Затем старый Коповски с сожалением увидел, как захлопнулось окно.
"О ком это Агнесса говорила? - размышлял он. - Не о сестре ли мужа, Каталин? Никак не остынет, никак не простит ей наследства... И мужа все время подстрекает против нее. Э-э, дура баба. Сестра - это сестра. Сколько лет прошло, а все никак не успокоится. Дался ей этот участок - свой не хуже. Ну, Каталин, ясное дело, обделила братца. Хитрая баба, жила... Но, по правде сказать, все они такие - Шеферы. Что братец, что сестрица... Ни свое, ни чужое из рук не выпустят. Эрнст не отдал бы сестре и ломаного гроша, если б не муж Каталин - жандарм Карл Локкер. Его даже Эрнст боялся. А уж как повесили Карла, так Шеферам стало не до отцовского наследства... Хороша была в молодости Каталин - все мужчины заглядывались! Да и сейчас..."
Старик покачал головой, причмокнул губами и побрел назад под свою акацию.
"А как взял ее Локкер, как стал он тержерместером*, всю свою жадность показала. Людей, правда, не обижала, как ее муженек, но и от награбленного жандармом не отказывалась..."
_______________
* Т е р ж е р м е с т е р - фельдфебель (венгерск.).
Лечь Коповски так и не удалось. Громкий стук оборвал его мысли и заставил опять шмыгнуть к забору. У Шеферов стукнула дверь. Снова отодвинув доску в заборе, старик Коповски жадно впился в темноту.
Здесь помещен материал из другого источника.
PR #265, opened 2025-02-14
Tests

Page-:


test/abstract-sql/test.ts
```diff
@@ -0,0 +1,192 @@
...
+		| string,
+	expected: string,
+) => void;
+const equals: SqlEquals = (actual, expected) => {
+	if (typeof actual !== 'string') {
+		if (Array.isArray(actual)) {
+			throw new Error('Expected a single query, got multiple');
+		}
+		actual = actual.query;
+	}
```
Page-, line 37: I took a minor liberty in this section so that it's possible to do `sqlEquals(result, '...')` and not have to worry about the `SqlResult | [SqlResult, SqlResult]` typing in every single place when `[SqlResult, SqlResult]` only applies to `UpsertNode`s (very very uncommon case)

test/odata/test.js
```diff
@@ -66,28 +66,25 @@ const sqlEquals = {
...
+			break;
+		case 2:
+			[method, expectation] = args;
+			break;
+		case 3:
+			[method, expectedBindings, expectation] = args;
+			break;
+		case 4:
+			[method, expectedBindings, body, expectation] = args;
+			break;
```
joshbwlng, line 87: Definitely much clearer than the multi-layered conditionals from before. :+1: 
Just in case I also double-checked that the order is correct as it looked a bit odd to me at first (although it obviously is correct as the tests would fail horribly otherwise).

test/abstract-sql/test.ts
joshbwlng: I guess this is never triggered though as the tests pass. Why even allow for `SqlResult[]` if we always throw?

thgreasi (approved):

PR #272, opened 2025-04-07
Switch to a more standard `isFieldTypeNode` helper

Page-:


src/AbstractSQLCompiler.ts
```diff
@@ -666,6 +666,10 @@ export const isSelectNode = (n: AbstractSqlType): n is SelectNode =>
 	n[0] === 'Select';
 export const isWhereNode = (n: AbstractSqlType): n is WhereNode =>
 	n[0] === 'Where';
+export const isFieldTypeNode = (
+	n: AbstractSqlType,
+): n is FieldNode | ReferencedFieldNode =>
+	n[0] === 'Field' || n[0] === 'ReferencedField';
```
otaviojacobi, line 672: @Page- is it prefereable to have the logic duplicated and split like this instead of just having something like

```typescript
export const isFieldTypeNode = (
	n: AbstractSqlType
) => {
	return isFieldValue(n[0]);
}
```

Page-: I've removed the `isFieldValue` in preference of this `isFieldNode` so there isn't any duplication, the only extension I think could make sense is to change it to `isFieldNode(n) || isReferencedFieldNode(n)`

PR #273, opened 2025-04-07
Improve typings for the `In`/`NotIn` optimization helpers

Page-:
Change-type: patch

### DIFF
--- a/src/AbstractSQLOptimiser.ts
+++ b/src/AbstractSQLOptimiser.ts
@@ -107,6 +107,7 @@ import type {
 	StartsWithNode,
 	EscapeForLikeNode,
 	EqualsAnyNode,
+	NotInNode,
 } from './AbstractSQLCompiler';
 import { isFieldTypeNode } from './AbstractSQLCompiler';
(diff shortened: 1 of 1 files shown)


otaviojacobi (approved):

src/AbstractSQLOptimiser.ts
```diff
@@ -1025,13 +1035,13 @@ const typeRules = {
 						return;
 					}
 				} else if (arg[0] === 'NotIn') {
-					const fieldRef = arg[1] as string;
```
thgreasi, line 1028: Was this really a string?
B/c `NotInNode[1]` gives `FieldNode | ReferencedFieldNode` !?!?!?
image

Page-: It was not a string, but it would have been automatically coerced into a string when used to index the object - this is almost certainly from having previously been ometajs and mistyped when converting to typescript

Page-: Or maybe it *was* a string when first typed but then other changes happened, either way it's typed better now

PR #285, opened 2025-06-20
Compile computed fields into the table definition

Page-:
This allows all downstream consumers to simplify as they only ever have to look at/use the table definition and can completely ignore whether fields are computed or not as it will have been handled for them already as necessary

Change-type: minor

### DIFF
--- a/src/AbstractSQLCompiler.ts
+++ b/src/AbstractSQLCompiler.ts
@@ -857,9 +857,12 @@ ${compileRule(definitionAbstractSql as AbstractSqlQuery, engine, true).replace(
 		const createSqlElements: string[] = [];
 		const createIndexes: string[] = [];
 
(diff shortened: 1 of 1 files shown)


src/AbstractSQLCompiler.ts
```diff
@@ -857,9 +857,12 @@ ${compileRule(definitionAbstractSql as AbstractSqlQuery, engine, true).replace(
 		const createSqlElements: string[] = [];
 		const createIndexes: string[] = [];
 
+		const computedFields: Array<AbstractSqlField['computed']> = [];
```
joshbwlng, line 860: Could you do something like this to avoid the cast later on?
```typescript
const computedFields: Array<['Alias', AbstractSqlQuery, string]> = [];
```

PR #290, opened 2025-07-09
Postgres: Optimize column order to reduce padding

joshbwlng:
Change-type: patch

### DIFF
--- a/src/AbstractSQLCompiler.ts
+++ b/src/AbstractSQLCompiler.ts
@@ -24,6 +24,7 @@ import {
 	getModifiedFields,
 	insertAffectedIdsBinds,
 } from './referenced-fields';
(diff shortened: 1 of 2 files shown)


src/AbstractSQLCompiler.ts
```diff
@@ -746,6 +747,66 @@ export function compileRule(
...
+	'Big Serial': 1,
+	'Date Time': 1,
+	Integer: 2,
+	Serial: 2,
+	'Short Text': 3,
+	File: 4,
+	Text: 4,
+	// eslint-disable-next-line id-denylist
+	Boolean: 5,
+} as const;
```
joshbwlng, line 764: We could potentially also store sorting weights as a property of the types themselves in `sbvr-types`.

Эрнст Шефер быстро сбежал с крыльца.
Внезапно снова распахнулось окно, отбросив широкую полосу света во двор и на забор, заставив Коповски шагнуть в сторону.
В окне появилась Агнесса.
- Ты этого не сделаешь, Эрнст! - уже умоляла она. - Ты пожалеешь меня и детей. Ведь правда, ты не сделаешь этого?..
Шефер направлялся к калитке. Огибая сарай, он на мгновение остановился и мотнул, как норовистый конь, головой. У Коповски заблестели глаза: не так уж часто ссорятся эти скрытные Шеферы.
Стараясь запомнить все подробности, он увидел, как сосед яростно толкнул калитку и решительно зашагал по улице. Потом Коповски добежал до своей калитки, приоткрыл ее и провожал Шефера взглядом до тех пор, пока мог видеть его тяжелую, тучную фигуру.
Взволнованная Агнесса отошла от подоконника и исчезла за шторой. Очевидно, ей было страшно оставаться одной в темноте, и женщина не выключила свет.
Слишком возбужденный, чтобы сразу заснуть, старик Коповски побрел в дом, разыскал в сенях кувшин и выпил холодного молока. Немного потоптался на крыльце, погладил кота, который проснулся и терся о его ногу, и поплелся обратно в сад.